Region has global impact
Some 70% of the nation’s grain is exported from the lower Mississippi River and its five ports that includes South Louisiana. About 25% of the petrochemical products exported out of the U.S. come down by the same route, Mr. Matthews said. It gets there by way of the cities and states that are connected to the Mississippi River in Arkansas, Tennessee, Illinois, Iowa and Minnesota.
His port sees more than 240 million tons of cargo and half of that is grain that is then exported out of the U.S. market.
In addition to products going to Mexico, other parts of Central America, South America, Colombia, Japan, China and the Netherlands, there is volatile conflict between Russia and Ukraine which had been two of the top five exporters of grain in the world.
That makes investment in the Quad Cities and the Upper Mississippi River infrastructure even more important, Mr. Matthews said, adding “we recognize that connectivity with infrastructure is going to make us more competitive for our farmers to be in a better position to sell their grain to the world.”
He added: “We can work together in a bipartisan manner to push the idea of making sure that infrastructure projects are properly funded.”
Bi-State’s Ms. McCullough said there is strength in numbers when seeking government infrastructure and other investment. “There really is a lot of volume moving on the Mississippi River, but because it’s all of these small terminals that are doing the work and it’s not one single port, it kind of falls to the wayside,” she told the QCBJ. “There is more voice when everyone comes together and I think that’s part of what this is trying to accomplish, too.”
Today, the amount of freight making its way throughout the Upper Mississippi River from the northern border of Iowa down to the southern one is much easier to track thanks to a frequently updated Bi-State Freight Planning page on the planning commission’s website. The tracker also helps to bring more attention to the importance of the Quad Cities regional and local port districts.
Mr. Sinkler said the ports and their resources also “help the Quad Cities region be seen and recognized as a nationally and globally significant multi-modal transportation logistics center.”
For corporations that are part of the supply chain and rely on the supply chain, he said this “just benefits them and it benefits our economic development initiatives and it’s just easier to tell the story of the multimodal transportation logistics center that we really are by having a port here that’s recognized by the U.S. government.”
The Corn Belt Ports system also “aligns perfectly with our defense, manufacturing and logistics corridor that we have here,” Mr. Sinkler said. That includes the Rock Island Arsenal, the Joint Manufacturing & Technology Center and some 150 defense contractors.
Then there is the positive environmental impact from investing in barges, ports, wetlands and other areas. “We really are a good news story in reducing carbons and the wetlands themselves along the flood plains are natural carbon sinks,” Mr. Sinkler said.

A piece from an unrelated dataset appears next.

Issue #223, opened 2023-12-11
Array to string conversion during eloquent sync


GioChocolateBro:
I just installed the 3.0 update. I have a sizeable filesystem with lots of folders in digitalocean spaces.

After installation the `eloquent:sync-assets` command throws an exception when it reaches the end of processing the root folder and trying to move on to nested folders.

How can Quad Citians help the regional and local ports in those efforts?
“Everyone needs to identify as being part of a port or as supporting their home port,” Mr. Sinkler said. “There is a home port advantage and just being designated as a port or having our companies identify with a port, the more visibility we have for the region.”
CORN BELT PORTS – AT A GLANCE
The Corn Belt Ports are the federally recognized ports in the heart of the Corn Belt above Locks and Dam 26 on the Upper Mississippi River and Illinois Waterway. The four regional Corn Belt Ports within the Corn Belt’s Lock and Dam System are:
- Mid-America Port Commission in Illinois, Iowa and Missouri.
- Upper Mississippi River Ports in Illinois and Iowa, which includes the Quad Cities area.
- Illinois Waterway Ports in central and north-central Illinois.
- Northern Grain Belt Ports in Wisconsin and Minnesota.